== Required action ==
Pick out every line in the data below that holds "import".
(Beginning of Input data)
PR #177, opened 2020-04-21
improved error logging for return type error

### LINKED ISSUE #161: Improve typing error messages
Currently typing error messages only give the stack trace and says "this return/argument is of wrong type". While accurate, this makes it hard to trace back **where** the mock that is implementing this check was created.

Let's improve this message, so it also tells in which file:lineno the `StrictMock`, `mock_callable`, `mock_async_callable` or `mock_constructor` that raised was created.

jottosson1:
Changed the logging for whenever there is a typing error on the return type it will log what file / line number the error happened to make it easier for the user to find the problem.

Closes #161.

### DIFF
--- a/tests/lib_testslide.py
+++ b/tests/lib_testslide.py
@@ -6,6 +6,7 @@
 from typing import Type, TypeVar
 from testslide.dsl import context, xcontext, fcontext, Skip  # noqa: F401
 import testslide.lib
+import testslide.mock_callable
 from . import sample_module
 from testslide import StrictMock
 import unittest.mock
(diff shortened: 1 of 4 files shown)


tests/lib_testslide.py
```diff
@@ -85,6 +85,20 @@ def gives_correct_error_message_for_invalid_types(self):
                 self.skip_first_arg, self.callable_template, (1, 2, 3, 4), {}
             )
 
+    @context.example("Invalid return Type raises TypeError")
+    def assert_raised_typeerror(self):
+        with self.assertRaises(
+            TypeError,
+                msg=(
+                "Call with incorrect return types at "
+                "/Users/jottosson/TestSlide/tests/sample_module.py:101:\n"
```
fornellas, line 94: Please don't use your own paths here, as it'll break on other machines. Check the `trim_path_prefix` parameter that comes from the CLI. You should use it on the code that generates the exception to trim the prefix.

tests/lib_testslide.py
```diff
@@ -85,6 +85,20 @@ def gives_correct_error_message_for_invalid_types(self):
...
+                    "expected <class 'int'> got str"
```
fornellas, line 95: I had in mind something like:

```
f"expected <class 'int'> got str: {repr(received_wrong_value)}"
```

so people can see what object is that.

testslide/mock_callable.py
```diff
@@ -462,7 +462,8 @@ def _get_runner(self, *args, **kwargs):
 
     def _validate_return_type(self, runner, value):
         if runner.TYPE_VALIDATION and runner.original_callable is not None:
-            _validate_return_type(runner.original_callable, value)
+            _validate_return_type(runner, value)
```
fornellas, line 465: If you send runner here,, it'll check value against `_CallableMock.__call__`, which returns `Any`, so I think nothing will be checked.

jottosson1: I dont think so or im missing something, i also changed the _validate_return_type function to take in to account runner is being sent in there

fornellas: It did break a mock_callable test, check Travis CI. Just run `make` on your machine to run all tests before pushing.

PS: signal in Travis CI is hidden because of [this issue](https://github.com/facebookincubator/TestSlide/issues/182).

fabriziocucci:
Closing in favor of #184!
(End of Input data)
== The completed task ==
 from typing import Type, TypeVar
 from testslide.dsl import context, xcontext, fcontext, Skip  # noqa: F401
 import testslide.lib
+import testslide.mock_callable
 from . import sample_module
 from testslide import StrictMock
 import unittest.mock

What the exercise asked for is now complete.